于是,呼的一下,白玉堂正在全力施为的对象不见了,猝不及防,白玉堂差点来个狗啃泥,幸亏他身形灵活,一个转身,稳住身形,细看怀中的佳人已经变成一只火红的小猫儿,而且是只晕菜的猫儿!无奈的一笑,抱紧了受不了如此刺激,软如春泥的猫儿,点了点分外夺目、熠熠生辉的额间那点清辉:“这样就不行了?这比帐得算在你头上哦!看来你的债台要越垒越高了,呵呵!”
清溪月 7
月上柳梢头,人约黄昏后……如萤火虫一般的闪着晕光的几个亮点像要赴约似的,正慢悠悠的朝着某一方向飘动,悠闲而执着。白玉堂看着那些,嘴角挑起一丝冷笑,一个闪身,消失无踪。

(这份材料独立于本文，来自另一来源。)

PR #551, opened 2026-05-22
fix(deepagents): gate cache_control writes on per-call request.model

### LINKED ISSUE #550: cache_control leaks to non-Anthropic providers on modelFallbackMiddleware swap
## Summary

`createCacheBreakpointMiddleware` and `createMemoryMiddleware` write Anthropic-specific `cache_control: { type: "ephemeral" }` markers into the request payload based on a **boot-time** decision in `createDeepAgent` ("is the primary model Anthropic?"). When LangChain's `modelFallbackMiddleware` swaps `request.model` to a non-Anthropic provider mid-flight (e.g. on Anthropic 5xx), the markers leak through and the fallback provider rejects the request:

```
400 Unknown parameter: 'messages[0].content[N].cache_control'
```

The fallback chain that exists *precisely* to survive Anthropic outages is destroyed by a payload-shape bug. End users see a 5xx instead of a slower-but-correct answer from the fallback model.

## Reproduction

Minimal: create an agent with Anthropic primary + OpenAI fallback via `modelFallbackMiddleware`. Force the primary call to fail. Capture the OpenAI request body — it carries `cache_control` blocks. OpenAI 400s on the unknown field.

Production trace where this surfaced: Anthropic returned 529 `overloaded_error`, `modelFallbackMiddleware` walked Opus → Sonnet → gpt-5.2, every gpt-5.2 attempt failed with the 400 above.

## Root cause

Two writers, both with boot-time gating but no per-call check:

1. **`libs/deepagents/src/middleware/cache.ts`** — `createCacheBreakpointMiddleware().wrapModelCall` tags `systemMessage.content[N]` with `cache_control` on every call. No `request.model` inspection. Installed conditionally in `agent.ts:218-226` when `isAnthropicModel(model)` is true at boot.

2. **`libs/deepagents/src/middleware/memory.ts:342-344`** — writes `cache_control` onto the memory block, gated on the `addCacheControl` flag set once at agent creation (`agent.ts:375`: `addCacheControl: anthropicModel`).

Both gates are correct at boot. Neither survives `modelFallbackMiddleware` swapping `request.model` at request time.

## Why fix it in the writers

`modelFallbackMiddleware` (LangChain side) spreads the request shape blindly: `handler({ ...request, model })`. It can't strip provider-specific markers because it doesn't know which fields are provider-specific — that knowledge lives in the writer.

The classification helper already exists: `isAnthropicModel` in `libs/deepagents/src/utils.ts:9-18`, which handles string / `ConfigurableModel` / `ChatAnthropic` instances. Reusing it inside `wrapModelCall` is one `if` statement per writer.

## Proposed fix

\`\`\`ts
// cache.ts — inside wrapModelCall, before existing logic
if (!isAnthropicModel(request.model)) return handler(request);

// memory.ts — replace the boot-time \`addCacheControl\` flag with a
// per-call check on request.model
\`\`\`

Boot-time gate in `agent.ts` can stay (small perf win when primary is non-Anthropic — middleware isn't installed at all). The per-call check covers the fallback case where the middleware *is* installed but the model has been swapped.

## Related

- `langchain-ai/deepagentsjs#280` — different toggle, but same area
- `langchain-ai/langchain#33709` — Python, same bug class

## Workaround for users hitting this today

Strip `cache_control` from the request inside a custom middleware positioned immediately inside `modelFallbackMiddleware`. Not pretty but unblocks production until this lands.

## Out of scope for this issue

`request.modelSettings.cache_control` (written by `anthropicPromptCachingMiddleware` in LangChain core) can also leak across the swap. That's a LangChain-side concern, not deepagents.

antonnak:
Fixes #550.

## Problem

`createCacheBreakpointMiddleware` and `createMemoryMiddleware` write Anthropic-specific `cache_control: { type: "ephemeral" }` markers into the request payload. Both gate the write at **agent-creation time** in `createDeepAgent` (whether the *primary* model is Anthropic). When `modelFallbackMiddleware` swaps `request.model` to a non-Anthropic provider at request time, the markers leak through and the fallback provider rejects the request:

```
400 Unknown parameter: 'messages[0].content[N].cache_control'
```

Full root-cause writeup, production trace, and reproduction in #550.

## Fix

Move the model classification from boot-time to **per-call**, using the existing `isAnthropicModel` helper (`src/utils.ts:9`).

- **`src/middleware/cache.ts`** — bail at the top of `wrapModelCall` when `request.model` isn't Anthropic.
- **`src/middleware/memory.ts`** — AND the existing `addCacheControl` flag with the same per-call check. `addCacheControl` keeps its current public meaning (opt-in switch); the per-call gate is an additional safety net.
- **`src/agent.ts`** — left untouched. The boot-time install gate stays (small perf win when primary is non-Anthropic — middleware isn't installed at all). The new per-call check handles the fallback case where the middleware *is* installed but the model has been swapped.

## Tests

Each middleware's `.test.ts` got a `per-call provider gating` block. They build a request with a `ChatAnthropic`-shaped stub vs a `ChatOpenAI`-shaped stub on `request.model`, run `wrapModelCall`, and assert `cache_control` is/isn't written. Also covers `ConfigurableModel` with `modelProvider: "anthropic"` and the string forms (`"anthropic:claude-..."`, `"openai:gpt-5"`).

Existing fixtures that didn't set `request.model` now pass a `ChatAnthropic` stub so they keep exercising the write path — they were previously relying on the unconditional behavior. No behavioral assertions changed; only the fixture got more explicit.

31/31 tests pass on `libs/deepagents` (`cache.test.ts` + `memory.test.ts`).

## Compatibility

- **No public API change.** `addCacheControl?: boolean` on `MemoryMiddlewareOptions` keeps its existing semantics.
- **Anthropic-primary happy path unchanged** — same writes, same cache hits.
- **Per-call cost:** one `getName()` / string check inside `wrapModelCall`. Sub-microsecond.
- **Failure mode improvement:** users running `createDeepAgent` with an Anthropic primary + non-Anthropic fallback no longer get a 400 from the fallback provider on swap.

## Changeset

`patch` bump on `deepagents`.

## Out of scope

`request.modelSettings.cache_control` (written by LangChain core's `anthropicPromptCachingMiddleware`) can also leak across the swap. Mentioned in #550 for tracking — that's a LangChain-side fix, not deepagents.

### DIFF
--- a/.changeset/cache-control-fallback-leak.md
+++ b/.changeset/cache-control-fallback-leak.md
@@ -1,0 +1,13 @@
+---
+"deepagents": patch
+---
+
+fix(deepagents): gate cache_control writes on per-call request.model
+
+`createCacheBreakpointMiddleware` and `createMemoryMiddleware` were gating
+the Anthropic-specific `cache_control` write at agent-creation time only.
+When `modelFallbackMiddleware` swapped `request.model` to a non-Anthropic
+provider mid-flight (e.g. on Anthropic 5xx), the marker leaked through
+and the fallback provider rejected the request with
+`400 Unknown parameter: 'cache_control'`. Both middlewares now also
+check `isAnthropicModel(request.model)` inside `wrapModelCall`. Fixes #550.
--- a/libs/deepagents/src/middleware/cache.test.ts
+++ b/libs/deepagents/src/middleware/cache.test.ts
@@ -3,13 +3,22 @@ import { createCacheBreakpointMiddleware } from "./cache.js";
 import { SystemMessage } from "@langchain/core/messages";
 
 describe("createCacheBreakpointMiddleware", () => {
+  // Real wrapModelCall calls always receive a model. The middleware now
+  // gates per-call on `isAnthropicModel(request.model)` (#550), so every
+  // existing test gets a ChatAnthropic stub to keep the cache_control
+  // writes on the path under test.
+  const fakeAnthropicModel = { getName: () => "ChatAnthropic" };
+
   describe("wrapModelCall", () => {
     it("adds cache_control to the last block of a string system message", () => {
       const middleware = createCacheBreakpointMiddleware();
       const mockHandler = vi.fn().mockReturnValue({ response: "ok" });
 
       middleware.wrapModelCall!(
-        { systemMessage: new SystemMessage("Base prompt") } as any,
+        {
+          model: fakeAnthropicModel,
+          systemMessage: new SystemMessage("Base prompt"),
+        } as any,
         mockHandler,
       );
 
@@ -25,6 +34,7 @@ describe("createCacheBreakpointMiddleware", () => {
 
       middleware.wrapModelCall!(
         {
+          model: fakeAnthropicModel,
           systemMessage: new SystemMessage({
             content: [
               { type: "text", text: "Block 1" },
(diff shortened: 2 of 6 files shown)


hntrl (approved):
thanks for the pr!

白天喧闹的会展场地,到了夜晚,万籁俱寂,牡丹花们也都累了,蜷起墨绿的叶子,掩盖了国色天香的娇靥,沉沉入梦。只有那株夜光白在夜间仍散发着清莹的如冷玉般的光芒,引得那些晕光的亮点围绕在其四周,依依不舍,如痴如醉。猛然间,仿佛是一阵吸引力,从花上产生,亮点们挣扎了一下,全部被吸入花朵中,吸入了亮点的夜光白,仿佛增添了中意的养分,显得更加妖冶动人,花朵无风自动,翩翩起舞。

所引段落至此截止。